Vom reinen Kneipen-Happening ist diese Form der Literaturperformance zu einem Berufsfeld geworden. Beispielsweise, so Friedrich, würden Poetry-Slammer beispielsweise für Firmenveranstaltungen gebucht, um zwischen Vorträgen für Auflockerung zu sorgen.

Sie selbst hat gerade ihr erstes Buch „Wenn Erdbeerjoghurt auf Asphalt trifft“ vorgestellt - ein Auftragswerk, das 17 Kurzgeschichten enthält und das sie 2021 begleitend zu den 38. Baden-Württembergischen Literaturtage in Ettlingen geschrieben hat.

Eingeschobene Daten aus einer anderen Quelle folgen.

PR #4146, opened 2022-07-28
Core+Gboard

rpy827:


nikgapps:

- 11/placeholder doesn't have .config extension, we only accept config files!
- Cannot merge the changes automatically since 11/placeholder is either modified or removed, Wait for someone to manually review!
- 12.1/Core+Gboard.config is not an aphanumeric name, make sure the name of config file is between A-Z and 0-9 additionally, accepted symbols are - (dash) or _ (underscore) any symbols including but not limited to (, ' . # ! *) are not accepted in the name

PR #4199, opened 2022-08-06
theprophec-gapps

ThePropheC007:
Hi Nik, you doing really hardwork, thanks for the custom gapps in advance.


ThePropheC007:
there are bugs in this one, Data Transfer tool crashes and unable to pick up call

PR #4254, opened 2022-08-16
PiX_GApps-CLF-v1

pixincreate:
Update to latest build

@nikhilmenghani, are Config builds based on Canary or Stable builds?


pixincreate:
> It's Canary. Always up to date!

Glad to hear that! updated to the latest build today :D

PR #4295, opened 2022-08-21
maxes27

Maxes27:
Hey nik, thanks a lot for the hardwork!


nikgapps:

- 13/maxes27.config must be part of Android Version folder, not outside of it!
- 13/placeholder doesn't have .config extension, we only accept config files!
- 13/placeholder must be part of Android Version folder, not outside of it!

PR #4391, opened 2022-09-05
pixgapps

pixincreate:


pixincreate:
@nikhilmenghani , where are the files? It's unavailable. And I believe, it's being re-directed to build folder

nikhilmenghani:
@pixincreate should be fixed now. If you don't see your build, send another pull request, it will work now. There was an issue with upload which is why previous config build may or may not be up.

PR #4975, opened 2022-11-28
LiteGapps

SangeethSujith:
I removed the extra configs that was in the A13 folder and only kept the config edited by me. Or should i keep the rest of the configs?


nikhilmenghani:
@SangeethSujith You're not supposed to remove anything, just add your config files. If you haven't watched the tutorial video, I suggest you watch it. It has clear instructions and will save your time.

SangeethSujith:
I used to to this before. When i looked inside the a13 folder saw some additional config and they looked like duplicates, So i removed them to avoid any other extra gapps build. Anyway thanks for your fantastic work

PR #5019, opened 2022-12-05
My updated config for RiceDroid

NoName-exe:


nikgapps:

- 13/noname-exe-ricedroid doesn't have .config extension, we only accept config files!

NoName-exe:
What a freaking idiot!!

PR #5072, opened 2022-12-12
tk2p-gapps

tk2p:


nikgapps:

- tk2p.config must be part of Android Version folder, not outside of it!

PR #5087, opened 2022-12-14
axm12.1core

ambanijohnny:


nikgapps:

- 12.1/axm12.1core.config is not an aphanumeric name, make sure the name of config file is between A-Z and 0-9 additionally, accepted symbols are - (dash) or _ (underscore) any symbols including but not limited to (, ' . # ! *) or space are not accepted in the name try renaming the file to a name that doesn't contain any spaces or special characters

PR #949, opened 2026-02-16
feat: display USD values for fee quotes

nambrot:
## Summary
- Add `useFeePrices` hook that batches CoinGecko price fetches for fee tokens
- Add `feeUsdDisplay` helpers (`getUsdDisplayForFee`, `getTotalFeesUsd`) to format `≈$X.XX`
- Show USD values inline next to fees in the compact summary (FeeSectionButton), review section (TransferTokenForm), and fee detail modal (TransferFeeModal)
- Gracefully handles missing `coinGeckoId`, API failures, and values < $0.01
- Updated hyperlane packages

## Test plan
- [ ] `pnpm typecheck` — no new type errors
- [ ] `pnpm lint` — passes clean
- [ ] `pnpm test` — all 60 tests pass
- [ ] Start dev server, initiate transfer flow, verify USD appears next to fees in compact summary, review section, and fee modal
- [ ] Test with a token that has no `coinGeckoId` — fees display without USD (no errors)

## Summary by CodeRabbit

* **New Features**
  * USD equivalents shown for all fees in the transfer UI, plus fee % of the transfer amount.
  * Live price lookups to power USD displays and percentage calculations.

* **Components / UX**
  * USD labels added alongside fee amounts and in the fee details modal.

* **Tests**
  * Added comprehensive tests for USD formatting, totals, and percentage calculations.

„Auch da haben mir schon einige Leute gesagt, dass man meine Herkunft von der Slam-Poetry positiv merkt“, sagt Friedrich. „Die Gewöhnung daran, für ein Publikum zu arbeiten, hat mein Schreiben in den vergangenen Jahren schon verändert. Denn einen Slam-Text muss man beim ersten Hören verstehen können.“

Service

Poetry-Slam „Dead and Alive“ zur Eröffnung der Karlsruher Literaturtage am Freitag, 7. Oktober, ab 20.30 Uhr im Badischen Staatstheater. Weiteres Programm: www.literaturtage-karlsruhe.de. Das Buch „Wenn Erdbeerjoghurt auf Asphalt trifft“ von Natalie Friedrich ist erschienen im Verlag Lindemanns (210 Seiten, 12,80 Euro).